Now to get onto what I have posted to discuss about. I have looked into many different companies and styles for building the house and think I have narrowed down what seems to be the best option. I want a 24'x32' Shelter-Kit Barn house. The materials come all cut and pre drilled for very easy installation. It is a post and beam style structure so it is very easy to assemble. The company has been around for 40+ years but I still find very little outside information on them. The cost for this kit I would like is roughly 40,000 with options and delivered. Then I must pay labor and finish the houses interior. The design I have for plumbing and electrical is extremely easy to do and I can do them myself. The first floor consists of a very open kitchen/ living area, 1 bathroom and 1-2 bedroom(s). I project my final cost to have it where it where I would like at 55000-60000 not including the foundation. The interior will be very simple and easy added too. 

But, after some searches I finally found an old thread on here where I guy had a very similar plan to me. A contractor commented that he could build the same house including labor/materials for 1/3 of the price, not including interior finish since Shelter-Kit is only a weather proof shell. I think that the Shelter-Kit might be designed for a solely DIY builder. I would be hiring a crew to help me assemble. Since this is the case do you think I am better off approaching this a conventional way and not messing with a kit? I cannot imagine a crew building the same shell would cost more, so it is almost like cutting out a middle man. 

I have gone site to site looking at contractor prices but they are all for a high quality interior finish. I want the shell to be made, and I will do the interior. Which route would you take? 

I can go into more depth if anybody would like.

Thanks!

Edit: Upon further research I remembered my old plan. This company is only an hour away. I could get a 800 sq ft house for 30,000 delivered! Maybe this is the way to go... http://www.amishcraftedlogcabins.com/index.php


----------



## jwal10 (Jun 5, 2010)

We just got done with DSs cabin. Conventional 2"x6" stud construction on crawlspace. 2"x8" floor joists on 2-4"x8" post and beam supports, 3/4" tongue and groove plywood subfloor. 8/12 pitch trusses, 5/8" plywood sheathing, tar paper with standing seam roof. Studs wrapped and 5/8" T-111 siding applied direct, batten boards every 12" sides and gable ends. 24'x24', minus 4'x10' rear porch. Rear deck is 8'x10'. 4'x8' front porch. 10'x20' is bed/bath, 13'x24' is kitchen/dining/living. $26,000 including concrete and 2 man crew to set trusses, sheath and roof. He and I did the rest, plumbing, fiberglass insulation in walls, blown in in attic, electrical, sheetrock, painting and interior woodwork. Plan, permits and inspections included. Dark green stain on 8' walls and batten boards, cedar stain on gable ends, batten boards and eaves.

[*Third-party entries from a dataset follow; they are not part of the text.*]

PR #3036, opened 2026-09-03
fix(mcp): host-exec stdio shim never reached the agent (#3018)

### LINKED ISSUE #3018: bug: manually-registered stdio MCP server (hostExecInDocker) never surfaces via ToolSearch despite shim being ready
## Summary

A user-defined stdio MCP server, manually configured in `config/mcp.json` with `"type": "stdio"` + `"hostExecInDocker": true` (per #2071's undocumented opt-in), is confirmed **registered server-side** (shim starts successfully, and `/api/diagnostics/report` lists it under "MCP servers"), but its tools **never appear via `ToolSearch` in any agent session** — including brand-new sessions started after the fix.

I want to flag up front: this `hostExecInDocker` field isn't an officially documented/supported way to add a server (see #2071), so it's possible I'm outside the intended usage path. Filing anyway in case this surfaces a real gap, and happy to close it if this is expected behavior for a manual config.

## Config (secrets redacted)

`config/mcp.json`:
```json
{
  "mcpServers": {
    "email-icloud": {
      "command": "npx",
      "args": ["-y", "@codefuturist/email-mcp", "stdio"],
      "env": {
        "MCP_EMAIL_ACCOUNT_NAME": "icloud",
        "MCP_EMAIL_ADDRESS": "me@example.com",
        "MCP_EMAIL_USERNAME": "user@icloud.com",
        "MCP_EMAIL_PASSWORD": "REDACTED",
        "MCP_EMAIL_FULL_NAME": "REDACTED",
        "MCP_EMAIL_IMAP_HOST": "imap.mail.me.com",
        "MCP_EMAIL_IMAP_PORT": "993",
        "MCP_EMAIL_IMAP_TLS": "true",
        "MCP_EMAIL_SMTP_HOST": "smtp.mail.me.com",
        "MCP_EMAIL_SMTP_PORT": "587",
        "MCP_EMAIL_SMTP_TLS": "false",
        "MCP_EMAIL_SMTP_STARTTLS": "true"
      },
      "type": "stdio",
      "hostExecInDocker": true
    }
  }
}
```

## Environment

- MulmoClaude: 1.15.0
- Node: v22.23.2
- OS: linux x64 (host: Windows 10 + WSL2 Ubuntu, Docker sandbox enabled)
- Sandbox enabled: yes

## Server-side evidence (shim starts fine)

`journalctl` for `mulmoclaude.service` after restart shows:
```
[mcp-shim] stdio→http shim ready (host-exec, escapes sandbox) serverId=email-icloud
```

`/api/diagnostics/report` (fetched from inside an active agent session, same session where the tool is missing):
```
### MCP servers

- `email-icloud`
```

So the server is up and the host considers it registered.

## Client-side evidence (tool never surfaces)

In the same session (and in fresh sessions started after the restart), calling `ToolSearch` with queries like `"email icloud imap"` returns zero `email-icloud`-prefixed tools — only the built-in `claude.ai` connectors (Gmail, Calendar, Drive) show up. This has been consistently reproduced across **at least 3 separate sessions over multiple days**, including sessions started well after the shim log confirmed readiness.

## Expected behavior

Once the shim reports "ready" and the server appears in `/api/diagnostics/report`, its tools should be discoverable via `ToolSearch` (or directly callable) in subsequently started agent sessions.

## Actual behavior

The server is server-side-registered and its shim is running, but its tools are never exposed to any agent session — no error is surfaced to the agent either; the tools are simply absent from `ToolSearch` results.

## Possible relevant context

- #2071 documents that `hostExecInDocker` itself is an undocumented manual opt-in, so this may be an unsupported configuration path rather than a regression in an officially supported flow.
- #1421 (HTTP-first catalog + opt-in stdio→HTTP shim) looks related in spirit but scopes the shim to a fixed list of first-party catalog servers (Memory / Sequential Thinking / Google Maps / Weather), not arbitrary user-defined `mcp.json` entries — so this may simply be outside what that shim path supports for a custom server like this one.

## What I'd find useful

- Confirmation of whether manually-added `hostExecInDocker: true` entries in `mcp.json` are expected to work end-to-end for arbitrary stdio servers, or whether they're currently limited to the first-party catalog list.
- If this is a real gap: any pointer to where the broker → session tool-registration handoff happens, so I can help narrow down why a "ready" shim's tools don't reach `ToolSearch`.

Thanks for the great tool — filing this in the spirit of "maybe useful," not urgent; I have a working fallback (direct IMAP over Bash/python3) for now.

isamu:
## Summary

`hostExecInDocker: true` — the documented opt-in that runs a stdio MCP server on the host when the Docker sandbox is on — **has never worked for any server** since it shipped in `06d73a766` (#1421 Phase B, 2026-05-18). The shim logs `stdio→http shim ready`, `/api/diagnostics/report` lists the server, and the agent gets zero tools.

Two independent defects, either one enough on its own to produce that.

### 1. The spec named the wrong transport

`server/agent/config.ts` wrote `{ type: "http", url: "…/sse" }`. But the shim runs `supergateway --stdio …`, and supergateway **defaults `outputTransport` to `sse`** for `--stdio`, serving `GET /sse` (stream) + `POST /message`. There is no `POST /sse`. The CLI treats `type: "http"` as Streamable HTTP and POSTs `initialize` to the URL → 404 → server registers with no tools.

| declared type | `mcp_servers` status | tools |
|---|---|---|
| `"http"` (shipped) | `failed` | `[]` |
| `"sse"` | `connected` | `["mcp__dummy__ping"]` |

### 2. The readiness probe ate the gateway's only session

Found only because I verified fix 1 end-to-end — with the transport corrected the server *still* failed, and the gateway process died on the agent's connect:

```
Error: Already connected to a transport. Call close() before connecting to a new transport…
    at Server.connect (…/sdk/shared/protocol.js:217)
    at supergateway/dist/gateways/stdioToSse.js:58
```

supergateway keeps **one** MCP `Server` and calls `server.connect()` on every `GET /sse`. The second connect throws inside an Express handler, unhandled → the gateway exits, taking the host stdio process with it. `probeOnce()` opened that stream and never released it, so **the agent's connect was always the fatal second one**.

Measured against `@modelcontextprotocol/server-memory`:

| probe strategy | probe | agent connect | gateway |
|---|---|---|---|
| `GET /sse`, body unconsumed (shipped) | 200 | **fails** | **crashed** |
| `GET /sse`, body cancelled | 200 | **fails** | **crashed** |
| `POST /message` | 400 | **ok** | alive |

Cancelling the stream does not help — the gateway never calls `server.close()`, so the SDK stays bound to the dead transport. The probe must not touch the stream path at all.

### Why it looked healthy

Both signals the reporter trusted are blind to this:

- `probeOnce()` declared readiness on `GET /sse` returning 200 — it validated the **SSE** endpoint while the caller labelled the spec `http`. The probe itself proved the mismatch.
- `diagnostics/collect.ts` builds "MCP servers" from `Object.keys(loadMcpConfig().mcpServers)` — the **config file**, never a live connection.

## Items to Confirm / Review

- **`sse` vs `streamableHttp`.** `--outputTransport streamableHttp` also connects, but changes process lifetime: `stdioToSse` spawns the stdio child once per gateway, while `stdioToStatelessStreamableHttp` (the default) spawns it **inside the POST handler — one process per tool call**. For #3018's IMAP server that is a reconnect on every call. The shim exists for "parity with the non-Docker stdio path", so I kept SSE and named it correctly. Worth a second opinion, since SSE is the legacy MCP transport.
- **New `McpSseSpec` is server-internal.** `isMcpServerSpec` still rejects `sse`, so user config stays `http | stdio` and the settings UI gains no new option. `PreparedMcpServerSpec` is the widened type for the post-`prepareUserServers` map only. I deliberately did **not** widen the `src/config/mcpTypes.ts` front-end mirror.
- **`--ssePath` / `--messagePath` are now passed explicitly** rather than relying on supergateway's defaults, so the probe and the advertised URL describe routes the process actually serves.
- **`prepareUserServers` gained an injected shim starter** (defaulting to the real one) purely so the success path is reachable from a test. If you'd rather not have DI in that signature, say so — but the alternative is leaving this path untested again.
- `probeShimReady` is exported only for the regression test.

## Testing

The success path had **no coverage** — `test_agent_config.ts` asserted only the drop paths, which is why both defects shipped green.

- `test/agent/test_stdio_http_shim_probe.ts` — a fake gateway reproducing the single-`Server` contract; asserts the probe reports ready, opens **zero** SSE streams, and the agent's later connect still finds a live gateway.
- `test_agent_config.ts` — emitted spec is `{ type: "sse", … }`, host rewritten to `host.docker.internal` with the path intact, shim handle returned for teardown, drop-on-failure, and `mcp__<id>` still allow-listed.

Each fix was confirmed by **reverting it individually** and watching the new tests go red (`the probe must never open the SSE stream`; `expected type: 'sse'` / `actual type: 'http'`).

End-to-end through the real `prepareUserServers` + `startStdioHttpShim` + real `claude` CLI:

```
PREPARED {"memory":{"type":"sse","url":"http://host.docker.internal:39100/sse"}}
RESULT   mcp_servers=[{"name":"memory","status":"connected"}]
RESULT   tools=[9 × mcp__memory__*]
```

Local gates: `format`, `lint` (0 errors, 41 pre-existing warnings), `typecheck`, all four `check:*`, `build` + bundle integrity, `test:coverage`, `test:csrf-wiring` — all green.

## Follow-ups (not in this PR)

Both are why this was silent for months; happy to file them:

1. The host never reads the CLI's `mcp_servers[].status`, so a failed MCP connection is invisible to the user.
2. `/api/diagnostics/report` lists configured servers as if they were connected.

## User Prompt

- 「fix https://github.com/receptron/mulmoclaude/pull/3030」 — 別PRのCI修正（マージ済み）。
- 「https://github.com/receptron/mulmoclaude/issues/3018 原因わかる？」 — この issue の原因調査。
- 「あれ、これってユーザの勘違い？こっちのバグ？」 — 報告者の設定ミスかこちらのバグかの判定依頼。回答: こちらのバグ、報告者の設定は正しい。
- 「ok　では修正して。」 — 修正の実施。

Closes #3018

https://claude.ai/code/session_01KsP85JQHVTN9gY63Z2VMKi

work in mulmoclaude2

## Summary by Sourcery

Restore Docker host-exec stdio MCP connectivity by aligning the generated transport with the shim and using a non-session-consuming readiness probe.

Bug Fixes:
- Fix host-executed stdio MCP servers in Docker by advertising the shim’s SSE transport instead of Streamable HTTP.
- Prevent shim readiness checks from consuming the gateway’s only MCP session, allowing the agent to connect successfully.

Enhancements:
- Make shim routes explicit and preserve the intended long-lived host process semantics.
- Extend internal prepared-server types and dependency-inject shim startup so the host-exec success path is testable.

Tests:
- Add regression coverage for transport selection, URL rewriting, shim lifecycle and tool allow-listing.
- Add gateway-probe tests verifying readiness checks avoid the SSE stream and leave the agent connection usable.

## Summary by CodeRabbit

- **Bug Fixes**
  - Fixed host-executed stdio MCP servers failing to connect and expose their tools.
  - Improved readiness detection so startup checks no longer consume the active connection.
  - Corrected transport handling for servers routed through the stdio-to-SSE bridge.
  - Preserved server paths and Docker host connectivity when preparing bridged servers.

- **Tests**
  - Added coverage for successful host-executed server setup, tool availability, cleanup, and readiness probing.


isamu:
## Bot review triage

**Sourcery (2) — both applied** in d03539e8:

1. *Comments misstate the prepared-map invariant.* Correct, and worth more than a nitpick here: the surrounding comments still said "HTTP or stdio" and gave no hint that a shimmed `sse` entry must stay allow-listed under Docker. Comment/code drift about transports is the exact class of mistake that produced this bug, so both spots now state the invariant explicitly.
2. *Test probed hardcoded port 1.* Fixed — it now binds an ephemeral port and releases it, so the probe targets one the OS just confirmed free instead of assuming a fixed port is unused.

**CodeRabbit (1) — declined, with cost:**

> Split the production functions into helpers. `prepareUserServers` and `startStdioHttpShim` exceed the repository's 20-line function target.

Accurate, but the overage is **pre-existing and this is the wrong PR for it**:

| function | on `main` | this PR | code / comment |
|---|---|---|---|
| `prepareUserServers` | 50 | 58 | 39 / 19 |
| `startStdioHttpShim` | 51 | 66 | 45 / 16 |

Both were already ~2.5× the target before this branch; my additions are 8 and 15 lines, most of them the comments recording *why* the transport and probe path are what they are.

Declining because CLAUDE.md ranks the outcomes explicitly — *"safety outranks size"*, and *"an extraction you cannot show to be behaviour-preserving is one to decline rather than to make carefully"*. These two functions spawn unsandboxed host processes; their only end-to-end verification is the manual `claude`-CLI run recorded above, not something a differential harness can cheaply reproduce. Folding a behaviour-preserving lift into the same PR as a behaviour-*changing* fix on a sandbox-escaping path would mean shipping a refactor I cannot prove, and would break the "one set of invariants per PR" rule — the fix and the split are independently revertable, so they should be independently reviewable.

`yarn lint` is clean (0 errors), so no configured rule is violated; the 20-line target is a guideline this code already missed.

Happy to do the split as a follow-up PR against the settled code, where a proper before/after comparison is actually possible.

My problem with post and beam construction is finish, studs? interior? siding?....James


----------



## bobfoe95 (Jan 7, 2014)

I am having a hard time finding information on what is needed for eh interior. From what I have read from them this is teh weather tight shell, so all exterior finish. Including siding and all. The interior is just studs. 

What is DSs cabin? Does this stand for something?

Thanks


----------



## Raymond James (Apr 15, 2013)

Short for Dear Son . ( I think) DD Dear Daughter, DDL dear Daughter in law. DH husband. Not sure when, where this started but seems to be used on many message boards.


----------



## haypoint (Oct 4, 2006)

http://www.big-l-lumber.com/model_maryB.htm
Materials only, under 10 grand.


----------



## haypoint (Oct 4, 2006)

Here is a plan that is 16 by 24. stairway up and stairway down. Later add 8 by 24 sun room on south side and 8 by 24 for office/living room with pantry on one end, closet on the other, on the north side.


----------



## MushCreek (Jan 7, 2008)

I looked at kits, and couldn't see a savings. Same with modular homes. I built my own home (still working on it) out of ICF for the insulation and structural integrity. Not the cheapest way to go, however. On the plus side, my basement is very dry and already insulated.


----------



## bobfoe95 (Jan 7, 2014)

That "Big L Lumber" seems to be a great deal. That same kit would have costed double at Shelter kit. That is something to look into. 

After re looking at the Amish built log houses, I think those are truly most cost effective and I only live an hour away. I could have a 16x50 house with a 8x50 porch delivered with all the options for 40,000. I could always turn the decking into rooms if I ever wanted to expand. Also the basement idea would still work here. Thoughts on this? Or leave log construction for seasonal cabins? I would save a ton on insulation and interior as well since the pine logs have a good R rating.


----------



## RonM (Jan 6, 2008)

You are paying someone to put those kits together, always cheaper to build from scratch......


----------



## bobfoe95 (Jan 7, 2014)

I mean I would essentially be paying a crew to do the same thing. Do you think it would be cheaper to just have a crew do it. 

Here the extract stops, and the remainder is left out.